WORK ORDER »
Below are some records; quote exactly the lines from the one that contains "## Tests / performance / security" through the one that contains "- No native", inclusive, and no others.

(Stored data entries)
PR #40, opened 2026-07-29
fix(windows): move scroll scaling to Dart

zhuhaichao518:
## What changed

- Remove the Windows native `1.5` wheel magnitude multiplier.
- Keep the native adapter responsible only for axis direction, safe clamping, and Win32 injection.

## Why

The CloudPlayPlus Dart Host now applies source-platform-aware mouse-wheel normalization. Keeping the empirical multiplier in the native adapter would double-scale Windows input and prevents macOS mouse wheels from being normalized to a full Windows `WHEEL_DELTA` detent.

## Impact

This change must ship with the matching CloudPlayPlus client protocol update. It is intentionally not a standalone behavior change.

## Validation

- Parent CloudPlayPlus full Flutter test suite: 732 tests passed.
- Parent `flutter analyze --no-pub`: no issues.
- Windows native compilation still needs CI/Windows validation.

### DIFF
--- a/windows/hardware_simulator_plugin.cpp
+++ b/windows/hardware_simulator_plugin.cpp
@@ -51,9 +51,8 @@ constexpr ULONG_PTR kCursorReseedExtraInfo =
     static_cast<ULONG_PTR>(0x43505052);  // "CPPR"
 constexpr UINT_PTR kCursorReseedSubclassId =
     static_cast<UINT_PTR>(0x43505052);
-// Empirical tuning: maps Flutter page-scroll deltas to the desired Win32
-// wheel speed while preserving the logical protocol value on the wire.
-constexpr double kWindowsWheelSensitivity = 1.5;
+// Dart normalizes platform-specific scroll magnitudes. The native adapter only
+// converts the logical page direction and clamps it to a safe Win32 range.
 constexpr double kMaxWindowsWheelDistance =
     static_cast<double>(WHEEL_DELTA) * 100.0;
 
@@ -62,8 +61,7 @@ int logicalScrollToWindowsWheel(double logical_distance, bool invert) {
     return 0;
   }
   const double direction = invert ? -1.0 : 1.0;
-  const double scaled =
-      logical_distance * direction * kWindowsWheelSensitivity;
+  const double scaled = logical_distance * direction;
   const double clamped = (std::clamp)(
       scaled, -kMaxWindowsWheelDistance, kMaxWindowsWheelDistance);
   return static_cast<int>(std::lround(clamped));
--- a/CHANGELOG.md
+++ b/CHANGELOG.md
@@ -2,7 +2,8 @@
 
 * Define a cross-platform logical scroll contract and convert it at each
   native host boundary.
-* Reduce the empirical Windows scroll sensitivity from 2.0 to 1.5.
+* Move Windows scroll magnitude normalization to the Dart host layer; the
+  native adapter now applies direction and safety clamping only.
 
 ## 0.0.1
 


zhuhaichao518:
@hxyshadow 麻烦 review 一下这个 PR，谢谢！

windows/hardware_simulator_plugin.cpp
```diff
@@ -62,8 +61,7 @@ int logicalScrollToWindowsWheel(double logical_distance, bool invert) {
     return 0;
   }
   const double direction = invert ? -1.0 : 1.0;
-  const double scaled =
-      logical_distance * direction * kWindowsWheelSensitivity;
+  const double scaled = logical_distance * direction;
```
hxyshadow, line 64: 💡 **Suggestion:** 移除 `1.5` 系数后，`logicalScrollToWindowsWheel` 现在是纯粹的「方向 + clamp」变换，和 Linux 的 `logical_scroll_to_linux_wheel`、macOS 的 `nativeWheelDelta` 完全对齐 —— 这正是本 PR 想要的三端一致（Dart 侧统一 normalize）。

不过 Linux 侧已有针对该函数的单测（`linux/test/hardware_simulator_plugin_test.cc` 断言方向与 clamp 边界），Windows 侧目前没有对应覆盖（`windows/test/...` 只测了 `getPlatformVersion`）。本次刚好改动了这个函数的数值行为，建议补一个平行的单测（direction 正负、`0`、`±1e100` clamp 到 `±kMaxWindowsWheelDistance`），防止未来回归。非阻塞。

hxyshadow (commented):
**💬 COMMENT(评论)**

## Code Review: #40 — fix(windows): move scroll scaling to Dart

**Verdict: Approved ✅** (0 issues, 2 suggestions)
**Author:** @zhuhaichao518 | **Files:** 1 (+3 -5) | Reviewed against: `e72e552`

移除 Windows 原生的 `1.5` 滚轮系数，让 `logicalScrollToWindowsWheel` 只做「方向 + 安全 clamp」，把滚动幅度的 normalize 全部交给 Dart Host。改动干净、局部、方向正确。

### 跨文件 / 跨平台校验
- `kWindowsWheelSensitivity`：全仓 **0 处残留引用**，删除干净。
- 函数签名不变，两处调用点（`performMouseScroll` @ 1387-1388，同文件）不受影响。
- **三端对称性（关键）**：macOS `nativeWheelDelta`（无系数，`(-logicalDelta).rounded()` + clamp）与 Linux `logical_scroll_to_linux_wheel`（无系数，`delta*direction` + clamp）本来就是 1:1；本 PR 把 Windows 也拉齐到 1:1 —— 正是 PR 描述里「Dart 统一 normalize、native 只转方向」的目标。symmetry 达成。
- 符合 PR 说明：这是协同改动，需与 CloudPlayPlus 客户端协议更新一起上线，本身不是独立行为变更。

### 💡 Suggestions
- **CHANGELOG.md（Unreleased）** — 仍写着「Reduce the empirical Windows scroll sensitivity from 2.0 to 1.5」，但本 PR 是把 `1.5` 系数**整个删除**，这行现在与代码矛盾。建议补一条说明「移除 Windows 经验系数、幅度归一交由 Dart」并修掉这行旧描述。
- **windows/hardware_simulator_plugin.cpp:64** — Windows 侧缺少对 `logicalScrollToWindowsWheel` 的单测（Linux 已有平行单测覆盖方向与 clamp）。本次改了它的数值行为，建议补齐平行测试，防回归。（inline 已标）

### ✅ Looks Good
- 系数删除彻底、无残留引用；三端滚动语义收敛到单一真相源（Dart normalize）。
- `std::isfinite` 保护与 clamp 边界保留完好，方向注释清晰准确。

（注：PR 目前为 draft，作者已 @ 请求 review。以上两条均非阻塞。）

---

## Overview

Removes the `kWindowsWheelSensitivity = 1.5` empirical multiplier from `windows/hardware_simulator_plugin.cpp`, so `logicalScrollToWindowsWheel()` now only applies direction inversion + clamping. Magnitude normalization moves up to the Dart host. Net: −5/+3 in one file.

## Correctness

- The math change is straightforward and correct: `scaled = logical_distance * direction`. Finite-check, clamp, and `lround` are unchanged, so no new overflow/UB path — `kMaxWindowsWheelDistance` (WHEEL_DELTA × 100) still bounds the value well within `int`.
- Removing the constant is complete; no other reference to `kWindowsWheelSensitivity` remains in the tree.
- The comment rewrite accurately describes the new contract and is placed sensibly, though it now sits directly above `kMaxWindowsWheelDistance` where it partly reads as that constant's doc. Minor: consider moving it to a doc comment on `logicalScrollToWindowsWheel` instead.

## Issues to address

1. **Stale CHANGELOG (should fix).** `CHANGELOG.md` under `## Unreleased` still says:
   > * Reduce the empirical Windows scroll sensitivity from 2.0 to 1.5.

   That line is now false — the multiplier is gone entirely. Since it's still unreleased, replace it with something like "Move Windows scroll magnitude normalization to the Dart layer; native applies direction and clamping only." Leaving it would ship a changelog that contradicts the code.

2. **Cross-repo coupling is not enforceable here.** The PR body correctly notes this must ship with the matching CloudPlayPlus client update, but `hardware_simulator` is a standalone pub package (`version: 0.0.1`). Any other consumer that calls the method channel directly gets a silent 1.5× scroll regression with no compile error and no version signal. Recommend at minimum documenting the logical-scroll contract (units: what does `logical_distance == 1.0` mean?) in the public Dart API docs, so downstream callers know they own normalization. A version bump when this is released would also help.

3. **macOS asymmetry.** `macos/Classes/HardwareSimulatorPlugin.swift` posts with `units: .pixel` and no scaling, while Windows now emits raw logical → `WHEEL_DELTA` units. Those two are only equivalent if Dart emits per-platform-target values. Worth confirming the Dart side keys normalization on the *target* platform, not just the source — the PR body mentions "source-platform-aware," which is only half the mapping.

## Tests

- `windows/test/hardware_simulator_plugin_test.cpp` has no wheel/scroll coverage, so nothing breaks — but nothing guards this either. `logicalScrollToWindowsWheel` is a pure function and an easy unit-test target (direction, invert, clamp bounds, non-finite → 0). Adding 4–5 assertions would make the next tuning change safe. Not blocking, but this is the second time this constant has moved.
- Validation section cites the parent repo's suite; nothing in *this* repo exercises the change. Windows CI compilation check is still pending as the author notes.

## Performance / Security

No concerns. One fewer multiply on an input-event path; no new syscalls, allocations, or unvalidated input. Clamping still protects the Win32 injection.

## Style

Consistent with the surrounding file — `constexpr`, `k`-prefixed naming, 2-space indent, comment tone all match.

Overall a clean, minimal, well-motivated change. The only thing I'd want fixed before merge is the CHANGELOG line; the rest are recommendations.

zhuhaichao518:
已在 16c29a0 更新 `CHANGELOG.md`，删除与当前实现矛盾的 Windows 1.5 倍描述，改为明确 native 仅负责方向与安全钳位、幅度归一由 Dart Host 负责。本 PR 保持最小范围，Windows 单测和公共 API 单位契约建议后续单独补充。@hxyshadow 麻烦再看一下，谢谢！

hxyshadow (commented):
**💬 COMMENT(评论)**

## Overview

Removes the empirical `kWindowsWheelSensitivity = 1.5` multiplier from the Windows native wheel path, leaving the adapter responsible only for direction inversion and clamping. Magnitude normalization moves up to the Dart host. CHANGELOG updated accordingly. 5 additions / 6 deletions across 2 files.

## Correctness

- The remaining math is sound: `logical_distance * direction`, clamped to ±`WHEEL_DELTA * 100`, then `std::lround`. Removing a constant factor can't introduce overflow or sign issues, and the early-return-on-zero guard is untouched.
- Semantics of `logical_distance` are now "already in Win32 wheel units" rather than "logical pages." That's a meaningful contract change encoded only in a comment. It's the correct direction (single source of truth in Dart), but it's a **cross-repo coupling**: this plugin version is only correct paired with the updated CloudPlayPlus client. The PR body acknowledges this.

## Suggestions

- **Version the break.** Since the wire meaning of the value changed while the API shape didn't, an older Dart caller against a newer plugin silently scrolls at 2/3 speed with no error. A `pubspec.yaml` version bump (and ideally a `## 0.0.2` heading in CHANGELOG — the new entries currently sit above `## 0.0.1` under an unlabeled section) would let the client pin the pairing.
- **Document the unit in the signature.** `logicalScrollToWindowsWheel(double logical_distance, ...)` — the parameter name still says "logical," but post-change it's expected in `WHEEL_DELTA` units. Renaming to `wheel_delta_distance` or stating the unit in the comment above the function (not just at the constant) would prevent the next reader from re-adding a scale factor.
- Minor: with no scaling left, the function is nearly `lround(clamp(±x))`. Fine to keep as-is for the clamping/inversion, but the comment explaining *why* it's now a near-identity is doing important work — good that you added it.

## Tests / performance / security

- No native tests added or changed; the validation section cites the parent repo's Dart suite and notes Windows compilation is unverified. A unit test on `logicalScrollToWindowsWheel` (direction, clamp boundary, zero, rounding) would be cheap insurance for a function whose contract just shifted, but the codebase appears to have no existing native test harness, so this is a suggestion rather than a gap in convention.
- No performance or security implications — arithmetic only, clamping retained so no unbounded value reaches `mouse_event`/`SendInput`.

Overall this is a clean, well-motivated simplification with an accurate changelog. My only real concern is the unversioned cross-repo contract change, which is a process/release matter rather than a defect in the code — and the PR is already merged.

RESPONSE TO THE TASK »
## Tests / performance / security

- No native tests added or changed; the validation section cites the parent repo's Dart suite and notes Windows compilation is unverified. A unit test on `logicalScrollToWindowsWheel` (direction, clamp boundary, zero, rounding) would be cheap insurance for a function whose contract just shifted, but the codebase appears to have no existing native test harness, so this is a suggestion rather than a gap in convention.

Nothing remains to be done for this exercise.